= Willie Dee Bowles =

American educator and historian (1912–2000)

Willie Dee Worley Bowles (February 4, 1912 – November 22, 2000) was an American educator and historian. Her 1939 thesis, The History of the Woman Suffrage Movement in Texas, was one of the first attempts to catalogue the history of the women's suffrage movement in the United States.

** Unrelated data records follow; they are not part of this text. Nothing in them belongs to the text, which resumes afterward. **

PR #2121, opened 2023-03-29
Analyze unknown dimensions for ExpandOp when shape is from concatenation of dims

tungld:
This adds a case in DimAnalysis for ExpandOp when its shape is concatenation of unknown dimensions.

It seems this situation will happen with other operations, so we need a systematic way to handle it. However, this patch is for ExpandOp to make DimAnalysis work with the roBERTa model.


tungld:
@AlexandreEichenberger this PR is ready for review.

AlexandreEichenberger (approved):
LGTM

PR #2354, opened 2023-07-03
F16 fix for pow canonicalization pattern

philass:


src/Dialect/ONNX/ONNXOps/OpHelper.cpp
```diff
@@ -554,6 +554,9 @@ RESULT_TYPE getScalarValue(ElementsAttr denseAttr, Type type) {
       elementaryType.isInteger(64)) {
     auto valueIt = denseAttr.getValues<IntegerAttr>().begin();
     return (RESULT_TYPE)(*valueIt).cast<IntegerAttr>().getInt();
+  } else if (elementaryType.isF16()) {
+    auto valueIt = denseAttr.getValues<APFloat>().begin();
+    return (RESULT_TYPE)(*valueIt).convertToFloat();
```
sorenlassen, line 559: suggestion: collapse the 3 `isF16/32/64` cases into a single `isa<FloatType>`

sorenlassen (approved):

src/Dialect/ONNX/ONNXOps/OpHelper.cpp
philass: Done

PR #2356, opened 2023-07-04
miscellaneous docs fixes

sorenlassen:
Run quick check-docs or check-doc-example before slow numerical tests on all platforms.

Made OMRuntimeTest print and check the result tensor, like in OMRuntimeCppTest, and remove duplicate cruntime linkage.

Regenerated SupportedONNXOps-cpu.md. Changed documentOps.py and gen_onnx_mlir.py to use python3, otherwise 'ninja onnx_mlir_supported_ops' failed for me because I only have python3 and not python.


sorenlassen:

philass (approved):
LGTM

Bowles was born Willie Dee Worley in Piedmont, Alabama in 1912, and attended the schools of Auburn, Alabama and Rock Hill, South Carolina before beginning her studies at Sam Houston State Teachers' College in Huntsville, Texas in 1926. After graduating from Sam Houston State in 1931, Bowles taught English and Spanish at Alief High School near Houston, Texas until 1934, and then, from 1934 through 1939, taught history at Harlingen High School in Harlingen, Texas. Also in 1934, Bowles entered graduate school at the University of Texas at Austin, where she graduated in 1939 with a master's degree in history. Bowles' thesis, The History of the Woman Suffrage Movement in Texas, was the first historical study of its topic, and one of the first histories of the women's suffrage movement in the United States.

Bowles taught for much of the rest of her life in the schools of San Marcos, Texas, where her husband, Dr. D. Richard Bowles, was a longtime professor of education and director of elementary student training at Southwest Texas State University. In 1987, Bowles was inducted into the San Marcos Women's Hall of Fame.